• **Your objective**
Which lines of the records contain "approved"? Collect every one of them.

####################

PR #3042, opened 2023-05-31
♻️ Front : updates to prepare single label

keithCuniah:
# Description
Two updates have to be done to prepare  `SINGLE_LABEL` component development
1/ in the backend it's not anymore `single_label` but `label_selection`
2/ in the backend development for the `SINGLE_LABEL`, since the `value` (value of the response) and the `text` (text to show in the response) are dissociated, updates in common in logics between form components have been made (when reparing questions with responses) 
3/ instead of `value_in_api`, the `value` and the `is_selected` attibute have been implemented in the options from the form to know which value is selected or not

For a future refactoring, the states of component (`is_selected`) will be removed from the orm

**Type of change**

**How Has This Been Tested**

- Only feedback task


frontend/components/commons/forms/questions-form/QuestionsForm.component.vue
```diff
@@ -27,7 +27,7 @@
           v-if="input.component_type === COMPONENT_TYPE.FREE_TEXT"
           :title="input.question"
           :placeholder="input.placeholder"
-          v-model="input.options[0].text"
+          v-model="input.options[0].value_in_api"
```
leiyre: Just a comment, I feel a bit confused with value_in_api name in a dynamic frontend v-model

frontend/components/commons/forms/questions-form/QuestionsForm.component.vue
```diff
@@ -443,12 +443,39 @@ export default {
 
               switch (componentType) {
                 case COMPONENT_TYPE.SINGLE_LABEL:
+                  formattedOptions = formattedOptions.map((option) => {
+                    if (option.value_in_api === newResponse.value) {
```
leiyre: Two objects are almost the same, is it possible to make the condition at object value level?

frontend/components/commons/forms/questions-form/QuestionsForm.component.vue
keithCuniah: I replace it by `value`

leiyre (approved):

frascuchon (commented):
We need to move all the options logic to the proper components and keep at ORM level only the question `settings` info.

frascuchon (approved):

PR #3055, opened 2023-06-01
feat: check duplicated values for rating, label selection and multi label selection questions

gabrielmbmb:
# Description

This PR adds a new class called `UniqueValuesCheckerMixin` which includes a `pydantic.root_validator` to check that the items in the `options` attribute of the `RatingQuestionSettings`, `LabelSelectionQuestionSettings` and `MultiLabelSelectionQuestionSettings` classes are not duplicated based on the `value` attribute of each option.

**Type of change**

**How Has This Been Tested**

Manually calling the API and I've added new test cases to the `test_create_dataset_question_with_invalid_settings` unit test to check that when creating a rating or label selection question with duplicated values a `422` status code is returned by the API.

**Checklist**


src/argilla/server/schemas/v1/datasets.py
```diff
@@ -145,11 +145,27 @@ class TextQuestionSettings(BaseModel):
     use_markdown: bool = False
 
 
+class UniqueValuesCheckerMixin(BaseModel):
+    @root_validator
+    def check_unique_values(cls, values: Dict[str, Any]) -> Dict[str, Any]:
+        options = values.get("options", [])
+        seen = set()
+        duplicates = set()
+        for option in options:
```
davidberenstein1957, line 154:
```python
options = [opt.value for opt in values.get("options", [])]
if len(options) != len(set(options)):
    raise ValueError(f"Option values must be unique, found duplicates: {duplicates}")
```

davidberenstein1957 (approved):
maybe we can write the check a bit shorter?

src/argilla/server/schemas/v1/datasets.py
gabrielmbmb: yes, I was thinking to do it that way, but then we cannot provide the list of duplicate values in the exception message (it might be not important).

davidberenstein1957: Does not matter much. Whatever you prefer:)

frascuchon: Yes, I think is useful to return the duplicated values. We could reduce some lines with:

```python
seen = set()
duplicates = [option.value for option in options if option.value in seen or seen.add(option.value)]
```

but I think is not clear to read.

gabrielmbmb: For me it is clear enough to read, but yes, it might be better to use the "long" syntax to make it clearer.

frascuchon (approved):

PR #3056, opened 2023-06-01
fix: wrong `FeedbackDatasetConfig` parsing in `from_huggingface`

alvarobartt:
# Description

When loading back a dataset previously pushed to the HuggingFace Hub via `push_to_huggingface`, the config was not being properly parsed when reading it from the HuggingFace Hub repository, as there was an `Union` in the `pydantic.BaseModel` that was ignored. So when the first value was parsed e.g. `TextQuestion`, then that model was kept and the remaining values were parsed using the same model, even though the type-hint was e.g. `Union[TextQuestion, RatingQuestion, ...]`.

Using `Config.smart_union = True` solves it, as the `Union` is properly identified and the parsing is "smart".

Besides that, I also had to restrict the `pydantic.BaseModel`s to be unique, since both could parse any question, so adding `Config.extra = forbid` solves it.

**Type of change**

**How Has This Been Tested**

- [x] Add unit tests to make sure that the types of the loaded `fields` and `questions` from the `FeedbackDatasetConfig` match the ones originally dumped

**Checklist**

### DIFF
--- a/src/argilla/client/feedback/schemas.py
+++ b/src/argilla/client/feedback/schemas.py
@@ -147,3 +147,6 @@ class FeedbackDatasetConfig(BaseModel):
     fields: List[AllowedFieldTypes]
     questions: List[AllowedQuestionTypes]
     guidelines: Optional[str] = None
+
+    class Config:
+        smart_union = True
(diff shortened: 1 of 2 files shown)


gabrielmbmb (approved):
LGTM!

####################

• **Solution for this problem**
leiyre (approved):
frascuchon (approved):
davidberenstein1957 (approved):
frascuchon (approved):
gabrielmbmb (approved):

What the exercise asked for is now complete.